The man she buried is back and knocking.
Knock.
Knock.
Knock.
Three slow, deliberate raps on the front door. Just like he used to do when he'd come home late from a job. Not like a stranger—like someone who owned the door.
Lena stood frozen in the hallway, her breath caught in her throat. She clutched the carving knife tighter. A thousand thoughts swarmed her mind, but only one stuck: He was supposed to be dead.
She had made sure of it.
It had been five months since she'd wrapped Gabriel’s body in plastic, tied him up with rope, and buried him six feet under the frozen ground in the woods behind the old barn. Five months since she whispered I’m sorry over his cold, bloodied face, knowing damn well she wasn’t.
He had deserved it. The lies. The killings. The sweet-talking followed by bruised skin and broken trust. The way he pulled her into a world of bloodstained bills and whispered threats, until she became as twisted as him.
But she got out.
She got away.
Didn’t she?
Knock.
This time, the sound cracked something in her ribs. She moved to the peephole, her hands trembling. The porch light flickered.
And there he was.
Gabriel. Same smirk. Same black leather jacket. Mud crusted on his boots. As if he'd just climbed out of the grave.
Her knees buckled.
"Lena," he called out, voice muffled through the door but unmistakable. “Aren’t you going to let me in, darling?”
Her throat burned. Her heart screamed.
Don’t open the door.
But she did.
He stepped inside like he never left, tracking dirt on her clean floor, bringing the chill of the grave with him. He looked alive, but he wasn’t right. His skin was too pale. His eyes too glassy. His smile too wide, too hungry.
“You look like you’ve seen a ghost,” he teased.
She didn’t answer.
Instead, she backed into the kitchen, inching toward the drawer where she kept the gun.
Gabriel followed, calm and casual. “I missed you, Lena. It was cold down there. Lonely.”
Her breath hitched. “You’re not real.”
“You made me real, baby.” His voice softened, sweet like poisoned honey. “You put me in the ground. But love doesn’t rot, Lena. Not even in death.”
She gripped the drawer handle, ready to pull.

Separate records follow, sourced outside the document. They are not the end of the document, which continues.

PR #234, opened 2021-09-21
Adding functionality to start copy job

kris94:

/area control-plane-migration
/kind enhancement

This PR adds the following to the `etcd-druid` functionality:
1. A new Kubernetes object `EtcdCopyBackupsTask` is added. Its purpose is to hold the necessary information that is required for starting a ETCD copy backups operation.
2. A new controller is added to take care of the `EtcdCopyBackupsTask` object.

Based on the `EtcdCopyBackupsTask` configuration the new controller will start a `Job` that will call `etcdbctrl copy` command, that will copy all backups according to the configuration from the source bucket to the destination bucket.

Fixes #

Ref PR: [#369](https://github.com/gardener/etcd-backup-restore/pull/369/files)
**Release note**:

```other operator
NONE
```


api/v1alpha1/etcd_types.go
```diff
@@ -69,6 +69,19 @@ type CompressionPolicy string
...
 type CompactionMode string
 
+type CopySpec struct {
+	// SourceStore defines the specification of the source object store provider for copying backups.
+	// +optional
+	SourceStore *StoreSpec `json:"sourceStore,omitempty"`
+	// MaxAge defines the maximum age in days that one snapshot must be in order to be copied.
+	// By default all snapshots will be copied.
+	// +optional
+	MaxAge *uint32 `json:"maxAge,omitempty"`
```
stoyanr, line 79: Let's make this consistent with the naming in `etcd-backup-restore`
```suggestion
	MaxSnapshotAge *uint32 `json:"maxSnapshotAge,omitempty"`
```

api/v1alpha1/etcd_types.go
```diff
@@ -69,6 +69,19 @@ type CompressionPolicy string
...
+	// SnapshotsToCopy defines how many snapshots will be copied starting with the most recent ones.
+	// +optional
+	SnapshotsToCopy *uint32 `json:"snapshotsToCopy,omitempty"`
```
stoyanr, line 82: Let's make this consistent with the naming in `etcd-backup-restore`
```suggestion
	MaxSnapshots *uint32 `json:"maxSnapshots,omitempty"`
```

api/v1alpha1/etcd_types.go
```diff
@@ -116,6 +129,9 @@ type BackupSpec struct {
 	// Store defines the specification of object store provider for storing backups.
 	// +optional
 	Store *StoreSpec `json:"store,omitempty"`
+	// CopySpec defines the specification of copy job to be deployed for copying backups.
+	// +optional
+	CopySpec *CopySpec `json:"copySpec,omitempty"`
```
stoyanr, line 134:
```suggestion
	Copy *CopySpec `json:"copy,omitempty"`
```

charts/etcd/templates/etcd-copy-job.yaml
```diff
@@ -0,0 +1,272 @@
...
+{{- end }}
+{{- if .Values.sourceStore.storageContainer }}
+        - --source-store-container={{ .Values.sourceStore.storageContainer }}
+{{- end }}
+{{- if .Values.copySpec.maxAge }}
+        - --max-age-days={{ .Values.copySpec.maxAge }}
+{{- end }}
+{{- if .Values.sourceStore.snapshotsToCopy }}
+        - --last-n-snapshots={{ .Values.copySpec.snapshotsToCopy }}
+{{- end }}
```
stoyanr, line 66: Let's adapt the naming of values and command line parameters to whatever we agree on in `etcd-backup-restore` (see also above).

charts/images.yaml
```diff
@@ -2,7 +2,7 @@ images:
 - name: etcd-backup-restore
   sourceRepository: github.com/gardener/etcd-backup-restore
   repository: eu.gcr.io/gardener-project/gardener/etcdbrctl
-  tag: "v0.13.0"
+  tag: "TODO"
```
stoyanr, line 5: Is this `TODO` supposed to be here?

controllers/etcd_controller.go
```diff
@@ -254,6 +258,20 @@ func (r *EtcdReconciler) reconcile(ctx context.Context, etcd *druidv1alpha1.Etcd
 		}, err
 	}
 
+	if etcd.Spec.Backup.CopySpec != nil {
+		values, err := r.getMapFromEtcd(etcd)
+		if err != nil {
+			return ctrl.Result{Requeue: true}, err
```
stoyanr, line 264: Let's match the style of other returns
```suggestion
			return ctrl.Result{
				Requeue: true,
			}, err
```

controllers/etcd_controller.go
```diff
@@ -254,6 +258,20 @@ func (r *EtcdReconciler) reconcile(ctx context.Context, etcd *druidv1alpha1.Etcd
...
+		}
+		fmt.Printf("### Starting Copy Job\n")
+		if err := r.runCopyJob(ctx, etcd, values, logger); err != nil {
+			return ctrl.Result{
+				Requeue: true,
+			}, err
+		}
+		return ctrl.Result{Requeue: false}, nil
```
stoyanr, line 272:
```suggestion
		return ctrl.Result{}, nil
```

controllers/etcd_controller.go
```diff
@@ -929,6 +946,44 @@ func (r *EtcdReconciler) getCronJobFromEtcd(etcd *druidv1alpha1.Etcd, values map
...
+	job, err := r.getCopyJobFromEtcd(etcd, values, logger)
+	if err != nil {
+		return err
+	}
+	if err := r.Get(ctx, kutil.Key(job.Namespace, job.Name), &batchv1.Job{}); err == nil {
+		logger.Info(fmt.Sprintf("Job %s/%s is already running", job.Namespace, job.Name))
+		return nil
+	}
+
+	return r.Create(ctx, job)
```
stoyanr, line 976: If `err` above is non-nil and not `NotFound`, you should return it, instead of proceeding with `Create`.

controllers/etcd_controller.go
```diff
@@ -929,6 +946,44 @@ func (r *EtcdReconciler) getCronJobFromEtcd(etcd *druidv1alpha1.Etcd, values map
...
+}
+
+func decodeObject(renderedChart *chartrenderer.RenderedChart, path string, object interface{}) error {
```
stoyanr, line 979: Since we have introduced this function, how about using it also in other places with similar logic, e.g. line 938 above.

controllers/etcd_controller.go
```diff
@@ -929,6 +946,44 @@ func (r *EtcdReconciler) getCronJobFromEtcd(etcd *druidv1alpha1.Etcd, values map
...
+	if content, ok := renderedChart.Files()[path]; ok {
+		decoder := yaml.NewYAMLOrJSONDecoder(bytes.NewReader([]byte(content)), 1024)
+		return decoder.Decode(&object)
+	}
+	return fmt.Errorf("missing template file in the charts: %s", path)
```
stoyanr, line 984:
```suggestion
	return fmt.Errorf("missing file %s in the rendered chart", path)
```

controllers/etcd_controller.go
```diff
@@ -1215,9 +1271,45 @@ func (r *EtcdReconciler) getMapFromEtcd(etcd *druidv1alpha1.Etcd) (map[string]in
...
 
+	if etcd.Spec.Backup.CopySpec != nil {
+		sourceStoreValues, err := getStoreValues(etcd.Spec.Backup.CopySpec.SourceStore)
+		if err != nil {
+			return nil, err
+		}
+		values["sourceStore"] = sourceStoreValues
+		if etcd.Spec.Backup.CopySpec.MaxAge != nil {
+			values["copySpec"] = map[string]interface{}{
+				"maxAge": etcd.Spec.Backup.CopySpec.MaxAge,
```
stoyanr, line 1282:
```suggestion
				"maxAge": *etcd.Spec.Backup.CopySpec.MaxAge,
```

controllers/etcd_controller.go
```diff
@@ -1215,9 +1271,45 @@ func (r *EtcdReconciler) getMapFromEtcd(etcd *druidv1alpha1.Etcd) (map[string]in
...
+			}
+		}
+		if etcd.Spec.Backup.CopySpec.SnapshotsToCopy != nil {
+			values["copySpec"] = map[string]interface{}{
+				"snapshotsToCopy": etcd.Spec.Backup.CopySpec.SnapshotsToCopy,
```
stoyanr, line 1287:
```suggestion
				"snapshotsToCopy": *etcd.Spec.Backup.CopySpec.SnapshotsToCopy,
```

controllers/etcd_controller.go
```diff
@@ -1215,9 +1271,45 @@ func (r *EtcdReconciler) getMapFromEtcd(etcd *druidv1alpha1.Etcd) (map[string]in
...
+		if err != nil {
+			return nil, err
+		}
+		values["sourceStore"] = sourceStoreValues
+		if etcd.Spec.Backup.CopySpec.MaxAge != nil {
+			values["copySpec"] = map[string]interface{}{
+				"maxAge": etcd.Spec.Backup.CopySpec.MaxAge,
+			}
+		}
+		if etcd.Spec.Backup.CopySpec.SnapshotsToCopy != nil {
```
stoyanr, line 1285: I find it a bit confusing that if the second condition is also true, `values["copySpec"]` would be overwritten. I would suggest adding an else or using a switch to make it clear that the 2 conditions are supposed to be mutually exclusive.

controllers/etcd_controller.go
```diff
@@ -1215,9 +1271,45 @@ func (r *EtcdReconciler) getMapFromEtcd(etcd *druidv1alpha1.Etcd) (map[string]in
...
 	}
 
+	if etcd.Spec.Backup.CopySpec != nil {
+		sourceStoreValues, err := getStoreValues(etcd.Spec.Backup.CopySpec.SourceStore)
+		if err != nil {
+			return nil, err
+		}
+		values["sourceStore"] = sourceStoreValues
+		if etcd.Spec.Backup.CopySpec.MaxAge != nil {
+			values["copySpec"] = map[string]interface{}{
```
stoyanr, line 1281:
```suggestion
			values["copy"] = map[string]interface{}{
```

controllers/etcd_controller.go
```diff
@@ -1215,9 +1271,45 @@ func (r *EtcdReconciler) getMapFromEtcd(etcd *druidv1alpha1.Etcd) (map[string]in
...
+				"maxAge": etcd.Spec.Backup.CopySpec.MaxAge,
+			}
+		}
+		if etcd.Spec.Backup.CopySpec.SnapshotsToCopy != nil {
+			values["copySpec"] = map[string]interface{}{
```
stoyanr, line 1286:
```suggestion
			values["copy"] = map[string]interface{}{
```

charts/etcd/templates/etcd-copy-job.yaml
```diff
@@ -0,0 +1,272 @@
...
+        - --source-storage-provider={{ .Values.sourceStore.storageProvider }}
+{{- end }}
+{{- if .Values.sourceStore.storePrefix }}
+        - --source-store-prefix={{ .Values.sourceStore.storePrefix }}
+{{- end }}
+{{- if .Values.sourceStore.storageContainer }}
+        - --source-store-container={{ .Values.sourceStore.storageContainer }}
+{{- end }}
+{{- if .Values.copySpec.maxAge }}
+        - --max-age-days={{ .Values.copySpec.maxAge }}
```
stoyanr, line 62:
```suggestion
        - --max-age-days={{ .Values.copy.maxAge }}
```

charts/etcd/templates/etcd-copy-job.yaml
```diff
@@ -0,0 +1,272 @@
...
+{{- end }}
+{{- if .Values.sourceStore.snapshotsToCopy }}
+        - --last-n-snapshots={{ .Values.copySpec.snapshotsToCopy }}
```
stoyanr, line 65:
```suggestion
        - --last-n-snapshots={{ .Values.copy.snapshotsToCopy }}
```

config/crd/bases/druid.gardener.cloud_etcds.yaml
```diff
@@ -65,6 +62,43 @@ spec:
                         - zlib
                         type: string
                     type: object
+                  copySpec:
+                    description: CopySpec defines the specification of copy job to be deployed for copying backups.
```
stoyanr, line 66:
```suggestion
                  copy:
                    description: Copy defines the specification of copy job to be deployed for copying backups.
```

stoyanr (changes requested):
Have you tested actually starting the copy job, especially with some of the additional params (e.g. `maxAge`)?

charts/images.yaml
kris94: Yes, this is just a reminder to switch to the proper version once we release the copy operation in the etcd backup restore.

controllers/etcd_controller.go
kris94: Before the last changes in the copy operation it was only possible to set one of the those properties, so this is kind of left over

api/v1alpha1/etcd_types.go
```diff
@@ -69,6 +69,19 @@ type CompressionPolicy string
 // +kubebuilder:validation:Enum=periodic;revision
 type CompactionMode string
 
+type CopySpec struct {
+	// SourceStore defines the specification of the source object store provider for copying backups.
+	// +optional
+	SourceStore *StoreSpec `json:"sourceStore,omitempty"`
+	// MaxAge defines the maximum age in days that one snapshot must be in order to be copied.
```
stoyanr, line 76:
```suggestion
	// MaxSnapshotAge defines the maximum age in days that one snapshot must be in order to be copied.
```

api/v1alpha1/etcd_types.go
```diff
@@ -69,6 +69,19 @@ type CompressionPolicy string
...
+	// By default all snapshots will be copied.
+	// +optional
+	MaxSnapshotAge *uint32 `json:"maxSnapshotAge,omitempty"`
+	// SnapshotsToCopy defines how many snapshots will be copied starting with the most recent ones.
```
stoyanr, line 80:
```suggestion
	// MaxSnapshots defines how many snapshots will be copied starting with the most recent ones.
```

stoyanr (changes requested):
I only spotted a few mistakes in comments. Also let's perhaps adapt the naming of copy parameters from "snapshots" to "backups" (if we change the naming in https://github.com/gardener/etcd-backup-restore/pull/369).

controllers/etcd_controller.go
```diff
@@ -254,6 +258,21 @@ func (r *EtcdReconciler) reconcile(ctx context.Context, etcd *druidv1alpha1.Etcd
...
 	}
 
+	if etcd.Spec.Backup.Copy != nil {
+		values, err := r.getMapFromEtcd(etcd)
+		if err != nil {
+			return ctrl.Result{
+				Requeue: true,
+			}, err
+		}
+		if err := r.runCopyJob(ctx, etcd, values, logger); err != nil {
```
plkokanov, line 268: Hmm, I don't see where we update the status of the etcd resource to indicate that the job has finished.

I think that the flow should be the following:
1. Trigger the copy job if it has not been triggered.
2. Check if copy job is successfull or not
3. If it is not successful, and this is due to an error, then return an error (the requeue should happen automatically) and update the status of the ETCD resource as errored.
4. If it is not successfull, but is still running normally, return nil error but use Requeue
5. If the job has finished successfully, return nil and update the status of the etcd resource to Successful.

plkokanov (changes requested):

kris94:
In a meeting with @timuthy @stoyanr @plkokanov we discussed the current approach and we decided to change it in the following way:
1. A new resource will be developed called `etcd-copy-task` that will contain all required parameters for the copy job.
2. A new controller will be implemented that will reconcile that resource and will start the copy operation and will update the status of the `etcd-copy-task`

stoyanr:
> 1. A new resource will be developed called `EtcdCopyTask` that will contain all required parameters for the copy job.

“I only came back because you called me,” he said.
“What?” she whispered.
He tilted his head. “The night you cried over my grave. When you said you wished you could take it back. When you said you still loved me, even after everything.”
That night. The wine. The guilt. The tears. The words she thought no one heard.
Oh god.
“I didn’t mean it,” she said.
“Yes, you did,” Gabriel whispered. “And I forgive you.”
She finally pulled the drawer—but the gun was gone.
“You’re not going to hurt me again,” he said, holding up the weapon in his hand. “I’m here for you, Lena. We can finish what we started.”
She darted for the back door, but he was faster. Always was. He caught her by the waist and slammed her against the fridge, his face inches from hers. Cold breath. Dead breath.
And still, his touch made her skin burn like it used to. She hated that.
“You still feel it too,” he murmured. “That fire.”
“I felt fear,” she spat.
He leaned in, lips brushing her ear. “Fear and desire, Lena. Two sides of the same knife.”
She shoved him back and bolted up the stairs, locking herself in the bedroom. Her body trembled as she dug into the closet for the old box. Inside it: the photos, the bloody necklace, the bone-handled dagger he once gave her on their anniversary. For protection, he’d said.
Now it would be her salvation.
She didn’t hear him follow. She only heard the creak of the floorboards outside the door. Then—
Click.
The lock turned from the outside.
He still had the key.
“Open the door,” Gabriel said gently. “Let me prove it. Let me show you what love looks like after death.”
She gripped the dagger and braced herself.
The door opened slowly, and he stepped in. His eyes were darker now, shadows swimming in them. Something was wearing Gabriel’s skin—but it wasn’t him anymore. Not entirely.
“I buried you because I had to,” she said, voice shaking.
“And I came back because I chose to.”
She lunged.
The blade sank deep into his chest, straight through his heart.
Gabriel gasped.
But he didn’t bleed.
Instead, his mouth curved into a sick grin. “You always were a fighter.”
She screamed, pulling the blade out and stabbing again and again, until the room spun, until the carpet was soaked in mud and shadow and death.
Then silence.
Gabriel’s body collapsed.
Lena sank beside him, choking on sobs. Her body ached, her soul frayed. But it was done.
She crawled to the corner, curling up as the night stretched around her.
And in the stillness, she heard it again.
Knock.
Knock.
Knock.
Not from the door this time.
From under the floorboards.
From the grave she never truly finished.